Internal MIT Kerberos functions used by Samba

Greg Hudson ghudson at mit.edu
Mon Mar 20 10:54:42 EDT 2017


Thanks again for writing this up.

On 03/20/2017 05:45 AM, Andreas Schneider wrote:
> The MIT Kerberos library has several symbols which are public but do not offer 
> a prototype in a header file.

Just to be clear, we don't consider functions exported by libkrb5 to be
part of the public API unless they have a prototype.  In most cases
those symbols are exported for ease of testing or by use in other parts
of the tree.

[for the Samba kpasswd server]
> decode_krb5_setpw_req

The krb5_setpw_req structure is also not public.

If the only reason Samba needs its own kpasswd server is access control,
I would hope that is a temporary need, although we've been very slow to
create a pluggable access control interface for kadmind's password server.

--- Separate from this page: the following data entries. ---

Issue #55, opened 2022-02-09
When using allow_scheduling_on_control_plane=true, lb does not point to control planes


leonsteinhaeuser:
**What I did:**

```bash
git clone https://github.com/kube-hetzner/kube-hetzner.git
git checkout staging

export TF_VAR_hcloud_token="my-hcloud-token"
```

Create a terraform.tfvars file:
```hcl
# You need to replace these
public_key   = "~/.ssh/id_ed25519.pub"
# Must be "private_key = null" when you want to use ssh-agent, for a Yubikey like device auth or an SSH key-pair with passphrase
private_key  = "~/.ssh/id_ed25519"

# These can be customized, or left with the default values
# For Hetzner locations see https://docs.hetzner.com/general/others/data-centers-and-connection/
# For Hetzner server types see https://www.hetzner.com/cloud
location                  = "nbg1" # change to `ash` for us-east Ashburn, Virginia location
network_region            = "eu-central" # change to `us-east` if location is ash
agent_server_type         = "cpx21"
control_plane_server_type = "cpx31"
lb_server_type            = "lb11"
servers_num               = 3
agents_num                = 0

# If you want to use a specific Hetzner CCM and CSI version, set them below, otherwise leave as is for the latest versions
# hetzner_ccm_version = ""
# hetzner_csi_version = ""

# If you want to kustomize the Hetzner CCM and CSI containers with the "latest" tags and imagePullPolicy Always, 
# to have them automatically update when the node themselve get updated via the rancher system upgrade controller, the default is "false".
# If you choose to keep the default of "false", you can always use ArgoCD to monitor the CSI and CCM manifest for new releases,
# that is probably the more "vanilla" option to keep these components always updated. 
# hetzner_ccm_containers_latest = true
# hetzner_csi_containers_latest = true

# If you want to use letsencrypt with tls Challenge, the email address is used to send you certificates expiration notices
traefik_acme_tls = true
traefik_acme_email = "my@mail.com"

# If you want to allow non-control-plane workloads to run on the control-plane nodes set "true" below. The default is "false".
allow_scheduling_on_control_plane = true
```

**What happened:**

All resources are properly scheduled, but the load balancer does not point to the control planes.

![lb_overview](https://user-images.githubusercontent.com/42437185/153226525-16e8510c-7922-4063-8145-1b4d65f34293.jpg)

**What I expect:**

I expect a reference from the load balancer to the control planes.

[...]

PR #206, opened 2022-05-26
Allow Hetzner LB to point at schedulable controlplane nodes

geraldwuhoo:
This PR introduces the `LegacyNodeRoleBehavior=false` feature gate to the CCM to allow the Hetzner loadbalancer to point at schedulable controlplane nodes. I'm guarding the feature gate behind the `allow_scheduling_on_control_plane` setting, but if you feel that this is not necessary, I can drop the guard and set it as default for all new clusters.

Resolves https://github.com/kube-hetzner/terraform-hcloud-kube-hetzner/issues/55.

### DIFF
--- a/init.tf
+++ b/init.tf
@@ -128,7 +128,8 @@ resource "null_resource" "kustomization" {
     content = templatefile(
       "${path.module}/templates/ccm.yaml.tpl",
       {
-        cluster_cidr_ipv4 = local.cluster_cidr_ipv4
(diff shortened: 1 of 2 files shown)


mysticaltech:
It's perfect the way it is now! Simple and clean, well done! So have you tried it? Does it work even with your removing the "master" role?

mysticaltech:
Just re-read your comment from yesterday; it seems that it's the only change needed! Appreciate your help in fixing this issue! Thanks again!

[for the Samba test suite]
> decode_krb5_error
> decode_krb5_as_req
> decode_krb5_as_rep
> decode_krb5_padata_sequence
> krb5_free_kdc_req
> krb5_free_kdc_rep
> krb5_free_pa_data

We have krb5_rd_error() which wraps decode_krb5_error().  This and
krb5_mk_error() exist for applications which use KRB_ERROR messages in
their protocols, such as kprop.

One option would be to add similar krb5_rd_kdc_req(), krb5_rd_kdc_rep(),
and krb5_rd_padata() wrappers, or some variation along those lines.  The
argument against doing this is that libkrb5 isn't designed to be a
nuts-and-bolts encoding library for test suites.  I've done some
preliminary work on a Python library for this purpose, but I stalled out
after implementing the crypto layer.

A more conservative option, in the sense of not making a long-term API
commitment, would be to create a new public header marked as unstable
across releases, containing prototypes for a set of encoding and
decoding functions, and perhaps some formerly private structures such as
krb5_setpw_req.

I would welcome opinions from other Kerberos developers.